With this in consideration, we find it intriguing that Tonymoly's P/S is closely matching its industry peers. It may be that most investors aren't convinced the company can achieve future growth expectations.

The Bottom Line On Tonymoly's P/S

With its share price dropping off a cliff, the P/S for Tonymoly looks to be in line with the rest of the Personal Products industry. Using the price-to-sales ratio alone to determine if you should sell your stock isn't sensible, however it can be a practical guide to the company's future prospects.

Looking at Tonymoly's analyst forecasts revealed that its superior revenue outlook isn't giving the boost to its P/S that we would've expected. Perhaps uncertainty in the revenue forecasts are what's keeping the P/S ratio consistent with the rest of the industry. However, if you agree with the analysts' forecasts, you may be able to pick up the stock at an attractive price.

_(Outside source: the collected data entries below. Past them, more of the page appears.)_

PR #17846, opened 2023-02-21
Fix a bug where non-address types would be rendered as addresses in EIP-712 

### LINKED ISSUE #17711: [Bug]: uint256 field being rendered as address in signTypedData_v4
This was reported by OpenSea [here](https://consensys.slack.com/archives/CN2H44RAM/p1675986657331309).

It seems that if their "counter" field is a uint256 but if it's exactly 20 bytes it formats/shows as an address. The correct behavior would be to only render it as an address if that parameter is of type address.

## Screenshots
Screenshot 2023-02-09 at 6 39 05 PM

Screenshot 2023-02-09 at 6 39 05 PM

FrederikBolding:
## Explanation

Adds type annotation to sanitized EIP-712 messages such that the type annotation can be used for selecting how to display data. 

This also fixes https://github.com/MetaMask/metamask-extension/issues/17711

### DIFF
--- a/ui/components/app/signature-request/signature-request-data/signature-request-data.test.js
+++ b/ui/components/app/signature-request/signature-request-data/signature-request-data.test.js
@@ -1,6 +1,7 @@
 import React from 'react';
 import configureMockStore from 'redux-mock-store';
 import { renderWithProvider } from '../../../../../test/lib/render-helpers';
+import { sanitizeMessage } from '../../../../helpers/utils/util';
 import Identicon from '../../../ui/identicon';
 import SignatureRequestData from './signature-request-data';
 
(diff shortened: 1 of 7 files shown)


Sylvia24:

ui/components/app/signature-request/signature-request-data/signature-request-data.test.js
```diff
@@ -59,410 +60,251 @@ describe('Signature Request Data', () => {
...
-            { name: 'contents', type: 'string' },
-          ],
-          Person: [
-            { name: 'name', type: 'string' },
-            { name: 'wallets', type: 'address[]' },
-          ],
-        },
-      };
-    });
-
```
jpuri, line 114: Hey are test cases below no longer relevant ?

jpuri (approved):

ui/components/app/signature-request/signature-request-data/signature-request-data.test.js
FrederikBolding: They were seemingly misunderstandings of what data the component should show, so I removed them because they would fail now that I changed the component input to be valid too 😅

brad-decker (approved):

You should always think about risks. Case in point, we've spotted 3 warning signs for Tonymoly you should be aware of, and 1 of them shouldn't be ignored.

If strong companies turning a profit tickle your fancy, then you'll want to check out this free list of interesting companies that trade on a low P/E (but have proven they can grow earnings).

Valuation is complex, but we're here to simplify it.

Discover if Tonymoly might be undervalued or overvalued with our detailed analysis, featuring fair value estimates, potential risks, dividends, insider trades, and its financial condition.

Access Free Analysis

Have feedback on this article? Concerned about the content? Get in touch with us directly. Alternatively, email editorial-team (at) simplywallst.com.

This article by Simply Wall St is general in nature. We provide commentary based on historical data and analyst forecasts only using an unbiased methodology and our articles are not intended to be financial advice. It does not constitute a recommendation to buy or sell any stock, and does not take account of your objectives, or your financial situation. We aim to bring you long-term focused analysis driven by fundamental data. Note that our analysis may not factor in the latest price-sensitive company announcements or qualitative material. Simply Wall St has no position in any stocks mentioned.